Lagarde war Anhänger eines extrem positivistischen Wissenschaftsverständnisses, das nur die Möglichkeit einer objektiven und gültigen Wahrheit zuließ. Hieraus ergab sich die Unfähigkeit, die den Geisteswissenschaften immanente Notwendigkeit eines kontroversen wissenschaftlichen Diskurses zu akzeptieren. Daher interpretierte Lagarde Kritik oder Nichtbeachtung als bewusste persönliche Kränkung, die es robust zu beantworten galt. So fiel der Göttinger Professor im Wissenschaftsbetrieb immer wieder durch wüste Kritikerschelte, gezielte Indiskretionen, bizarre Reformpläne und kühne Selbstheroisierung auf. Wegen seiner Machtfülle als Ordinarius und des Prestigeunternehmens der Septuaginta-Edition konnte er sich sein Querulantentum leisten, ohne nennenswerte Konsequenzen fürchten zu müssen. Dass es ihn menschlich und wissenschaftlich isolierte, störte Lagarde ohnehin nicht, denn die Selbststilisierung zum heroischen Einzelgänger und verfolgten Propheten betrieb er nach allen Regeln der Kunst. Er benötigte diese Aura für die Popularisierung seiner unzeitgemäßen Reformideen. Denn trotz seines Positivismus und seiner Hingabe an die Wissenschaft sah Lagarde den eigentlichen Sinn seines Lebens in der Stiftung eines neuen Glaubens, der zur „Wiederverzauberung“ der kalten und rationalistischen Moderne führen sollte.

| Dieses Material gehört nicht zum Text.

PR #8690, opened 2023-10-11
chore(internal/postprocessor): add config for shopping/type

quartzmo:


internal/postprocessor/config.yaml
```diff
@@ -770,6 +770,9 @@ service-configs:
   - input-directory: google/shopping/merchant/inventories/v1beta
     service-config: merchantapi_v1beta.yaml
     import-path: cloud.google.com/go/shopping/merchant/inventories/apiv1beta
+  - input-directory: google/shopping/type
+    service-config:
```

Bezeichnenderweise wurden Lagardes politisch-religiöse Ideen erst beachtet, als sich die deutsche Öffentlichkeit im Kontext von „Gründerkrach“ und Kulturkampf verstärkt mit den Kosten von Modernisierungsprozessen auseinanderzusetzen begann. Eine breite Leserschaft fanden die seit 1878 in mehreren Auflagen und Erweiterungen erschienenen Deutschen Schriften. Sie waren ein Sammelsurium zeitkritischer Diagnosen und wirklichkeitsfremder Reformentwürfe, die zum Teil noch aus den 1850er Jahren stammten. Das Bismarck-Reich war Lagarde zu liberal, materialistisch und bürokratisch-steril. Ihm fehle eine religiöse Fundierung. Die gemeinsame Orientierung auf ein ideales Ziel, das die Grundlage wahrer Frömmigkeit bilden könne, habe die pragmatische Machtpolitik des Reichsgründers nicht hervorgebracht. Abhilfe sieht Lagarde in der Stiftung einer nationalen Religion, deren nähere Charakterisierung allerdings widersprüchlich ausfällt. Einerseits will Lagarde den neuen Glauben philologisch aus den Quellen des Neuen Testaments gewinnen, andererseits wettert er gegen den „Buchstabenglauben“, der echte Frömmigkeit ersticke. Einerseits lehnt er die existierende konfessionelle und kirchliche Spaltung des Christentums ab und kritisiert vor allem den Protestantismus in scharfen Tönen, andererseits zeigt er keine institutionellen Alternativen auf und bleibt mit seinen heterodoxen Thesen dem Kulturprotestantismus verpflichtet. Einerseits solle der neue Glaube historisch und christlich fundiert sein, andererseits sind seine Vorstellungen präsentisch und postchristlich, wenn er den deutschen Nationalismus in pathetischen Worten sakralisiert und fordert, die Religion müsse am „germanischen Wesen“ ausgerichtet sein.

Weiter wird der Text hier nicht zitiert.